PR #6175, opened 2022-06-30
Use timer based rendering instead of vsync

kchibisov:
Given that alacritty handles all the windows on the main thread using
vsync will result in sequential locks on swap buffers for each window
it'll try to draw at the given time, reducing the frame rate by the
amount of windows being drawn.

Timer based solution solves this since there's no more blocking
involved.

### DIFF
--- a/alacritty/src/display/mod.rs
+++ b/alacritty/src/display/mod.rs
@@ -2,8 +2,8 @@
 //! GPU drawing.
 
 use std::fmt::{self, Formatter};
-#[cfg(all(feature = "wayland", not(any(target_os = "macos", windows))))]
 use std::sync::atomic::Ordering;
+use std::time::Duration;
 use std::{cmp, mem};
 
 use glutin::dpi::PhysicalSize;
@@ -17,7 +17,7 @@ use log::{debug, info};
 use parking_lot::MutexGuard;
 use serde::{Deserialize, Serialize};
 #[cfg(all(feature = "wayland", not(any(target_os = "macos", windows))))]
-use wayland_client::EventQueue;
+use wayland_client::{protocol::wl_surface::WlSurface, Attached, EventQueue};
 
 use crossfont::{self, Rasterize, Rasterizer};
 
@@ -42,23 +42,24 @@ use crate::display::content::RenderableContent;
 use crate::display::cursor::IntoRects;
 use crate::display::damage::RenderDamageIterator;
 use crate::display::hint::{HintMatch, HintState};
-use crate::display::meter::Meter;
+use crate::display::meter::{Meter, Sample};
 use crate::display::window::Window;
-use crate::event::{Mouse, SearchState};
+use crate::event::{Event, EventType, Mouse, SearchState};
 use crate::message_bar::{MessageBuffer, MessageType};
 use crate::renderer::rects::{RenderLines, RenderRect};
 use crate::renderer::{self, GlyphCache, Renderer};
+use crate::scheduler::{Scheduler, TimerId, Topic};
 use crate::string::{ShortenDirection, StrShortener};
 
 pub mod content;
 pub mod cursor;
 pub mod hint;
+pub mod meter;
 pub mod window;
 
 mod bell;
 mod color;
 mod damage;
-mod meter;
 
 /// Label for the forward terminal search bar.
 const FORWARD_SEARCH_LABEL: &str = "Search: ";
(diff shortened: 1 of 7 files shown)


kchibisov:
It was working quite good in Xwayland, though, not sure how it goes in a multi monitor environment.

chrisduerr:
While this does improve the rendering rate with 4 windows from ~35FPS to 40-60 FPS, it also decreases the rendering rate with a single window from a steady 144FPS to 60-100FPS. So I think something's not working quite right.

chrisduerr (changes requested):
See my comment, I don't think this is working properly.

kchibisov:
Could you retest?

kchibisov:
Ah, shouldn't work either. The problem is that with high refresh rate you have less time in general and this time you're spending on processing the event queue as well. So to solve this we should account for the event processing as well, not just for rendering.

In general, it's kind of impressing that event processing takes similar amount of time compared to rendering, especially given that we don't have any interactions. Maybe we're flooding a lot or winit on x11 is slow in general?

Besides that, the real solution is vsync source in winit, however we'd need some sort of fallback. In the mean time I'll try to account for the event processing as well and see how it goes.

chrisduerr:
> In general, it's kind of impressing that event processing takes similar amount of time compared to rendering, especially given that we don't have any interactions. Maybe we're flooding a lot or winit on x11 is slow in general?

I mean we are sending about a billion `Wakeup`s through the event loop when running `yes`, but that isn't limited to X11.

kchibisov:
Could you retest in a mixed refresh rate environment? I think it should work now, at least it can maintain the frame rate.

★ ★ ★ ★ ★

The problem: Please list every line of the records that contains "this".

Completed task:
Timer based solution solves this since there's no more blocking
While this does improve the rendering rate with 4 windows from ~35FPS to 40-60 FPS, it also decreases the rendering rate with a single window from a steady 144FPS to 60-100FPS. So I think something's not working quite right.
See my comment, I don't think this is working properly.
Ah, shouldn't work either. The problem is that with high refresh rate you have less time in general and this time you're spending on processing the event queue as well. So to solve this we should account for the event processing as well, not just for rendering.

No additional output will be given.